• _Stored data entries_
────────
PR #1347, opened 2020-02-20
SCM: Switch to BufferSaved action to refresh

bryphe:
The SCM logs are pretty noisy on update, which was making it tough to keep track of the terminal work.

It sounds like the intention was to refresh on save, but the Action we had for that wasn't wired up or used, so we hooked up to BufferUpdate instead of save. The downside is the noisy logs, and potentially a lot of work done on each key press.

This brings in https://github.com/onivim/reason-libvim/pull/94, so that we have a `Vim.Buffer.onWrite` event we can listen to, that then dispatches the `BufferSaved` action, that triggers the git refresh effect.

### DIFF
--- a/src/Model/Actions.re
+++ b/src/Model/Actions.re
@@ -16,9 +16,11 @@ module CompletionItem = Feature_LanguageSupport.CompletionItem;
 module LanguageFeatures = Feature_LanguageSupport.LanguageFeatures;
 module Diagnostic = Feature_LanguageSupport.Diagnostic;
 
+type initOptions = {syntaxHighlightingEnabled: bool};
+
 [@deriving show({with_path: false})]
 type t =
-  | Init
+  | Init([@opaque] initOptions)
   | ActivityBar(ActivityBar.action)
   | BufferHighlights(BufferHighlights.action)
   | BufferDisableSyntaxHighlighting(int)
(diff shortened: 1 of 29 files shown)


src/Model/Actions.re
```diff
@@ -27,7 +27,7 @@ type t =
   | BufferEnter([@opaque] Vim.BufferMetadata.t, option(string))
   | BufferUpdate([@opaque] BufferUpdate.t)
   | BufferRenderer(BufferRenderer.action)
-  | BufferSaved([@opaque] Vim.BufferMetadata.t)
+  | BufferSaved([@opaque] int)
```
glennsl: Why make the `int` opaque?

src/Store/VimStoreConnector.re
```diff
@@ -214,6 +214,12 @@ let start =
       dispatch(Actions.BufferSetModified(id, modified));
     });
 
+  let _: unit => unit =
+    Vim.Buffer.onWrite(id => {
+      Log.debugf(m => m("Buffer written: %n", id));
+      dispatch(Actions.BufferSaved(id));
```
glennsl: The log here seems superfluous, when `dispatch` is going to log the action anyways.

src/Model/Actions.re
bryphe: Ah, good point, I left that in after switching to the `int`. Removed now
────────
• _Exercise goal_
Nothing but the lines from the one with "--- a/src/Model/Actions.re" through the last line of the records above should be retyped, and those word for word.

• _Completed task_
--- a/src/Model/Actions.re
+++ b/src/Model/Actions.re
@@ -16,9 +16,11 @@ module CompletionItem = Feature_LanguageSupport.CompletionItem;
 module LanguageFeatures = Feature_LanguageSupport.LanguageFeatures;
 module Diagnostic = Feature_LanguageSupport.Diagnostic;
 
+type initOptions = {syntaxHighlightingEnabled: bool};
+
 [@deriving show({with_path: false})]
 type t =
-  | Init
+  | Init([@opaque] initOptions)
   | ActivityBar(ActivityBar.action)
   | BufferHighlights(BufferHighlights.action)
   | BufferDisableSyntaxHighlighting(int)
(diff shortened: 1 of 29 files shown)


src/Model/Actions.re
```diff
@@ -27,7 +27,7 @@ type t =
   | BufferEnter([@opaque] Vim.BufferMetadata.t, option(string))
   | BufferUpdate([@opaque] BufferUpdate.t)
   | BufferRenderer(BufferRenderer.action)
-  | BufferSaved([@opaque] Vim.BufferMetadata.t)
+  | BufferSaved([@opaque] int)
```
glennsl: Why make the `int` opaque?

src/Store/VimStoreConnector.re
```diff
@@ -214,6 +214,12 @@ let start =
       dispatch(Actions.BufferSetModified(id, modified));
     });
 
+  let _: unit => unit =
+    Vim.Buffer.onWrite(id => {
+      Log.debugf(m => m("Buffer written: %n", id));
+      dispatch(Actions.BufferSaved(id));
```
glennsl: The log here seems superfluous, when `dispatch` is going to log the action anyways.

src/Model/Actions.re
bryphe: Ah, good point, I left that in after switching to the `int`. Removed now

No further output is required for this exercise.